[WHAT YOU SHOULD DO]: Taking the line with "Hm, strange, let" as the first and the line with "Peek 26-07-2019 11-18" as the last, set down exactly every line in that range from the entries below, and no more.

[TASK DATA]:
PR #499, opened 2019-07-23
Allow usage of custom-label prop

juliushaertl:


skjnldsv:
Hum, we already forward all the attributes: `v-bind="$attrs"` :thinking:

juliushaertl:
Hm, strange, let me check why that didn't work for me then :confused:

juliushaertl:
Nevermind, works fine if I also add a custom options slot content.

PR #502, opened 2019-07-26
Focus proper action on mouse move instead of removing focus

skjnldsv:
Peek 26-07-2019 11-18

Before we removed the focus to make sure we did not conflicted between the mouse and the keyboard navigation. But if you had a focus on an input and moving your mouse, you were losing the focus and had to click again, this is not good :)

Now we focus the nearest item and ignore if it is the currently focused item already :wink:


jancborchardt:
@skjnldsv nitpick: `Password protect`, second word lowercase. :)

skjnldsv:
@jancborchardt thanks :stuck_out_tongue_closed_eyes:

PR #510, opened 2019-07-29
Set defaultHtml setting of v-tooltip to false

juliushaertl:
Signed-off-by: Julius Härtl <jus@bitgrid.net>


juliushaertl:
I did a grep though the apps I've checked out and didn't find any, but of course there might be missing some.

skjnldsv:
Let's merge?

PR #513, opened 2019-08-02
Add docs to multiselect

skjnldsv:

### DIFF
--- a/src/components/Multiselect/Multiselect.vue
+++ b/src/components/Multiselect/Multiselect.vue
@@ -19,6 +19,88 @@
   - along with this program. If not, see <http://www.gnu.org/licenses/>.
   -
   -->
+<docs>
+## Multiselect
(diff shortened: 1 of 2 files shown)


src/components/Multiselect/Multiselect.vue
```diff
@@ -19,6 +19,88 @@
...
+		:user-select="true" />
+</template>
+
+<script>
+import Multiselect from '../index'
+export default {
+	data() {
+		return {
+			value: { id:2,label:'user 1' },
+			options: ['admin', 'user1', 'user2', 'guest', 'group1']
```
juliushaertl: Minor issue, when selecting an option in the demo then, it doesn't get shown in the field as the value doesn't have a label property.

skjnldsv: Thanks :)

PR #515, opened 2019-08-02
Add prop to disable menu on avatar & disable it on multiselect user-select view

skjnldsv:


src/components/Avatar/Avatar.vue
```diff
@@ -136,6 +136,13 @@ export default {
 			type: Boolean,
 			default: false
 		},
+		/**
+		 * Disable the menu
```
juliushaertl: Indentation looks odd :wink:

[ANSWER BOX]:
Hm, strange, let me check why that didn't work for me then :confused:

juliushaertl:
Nevermind, works fine if I also add a custom options slot content.

PR #502, opened 2019-07-26
Focus proper action on mouse move instead of removing focus

skjnldsv:
Peek 26-07-2019 11-18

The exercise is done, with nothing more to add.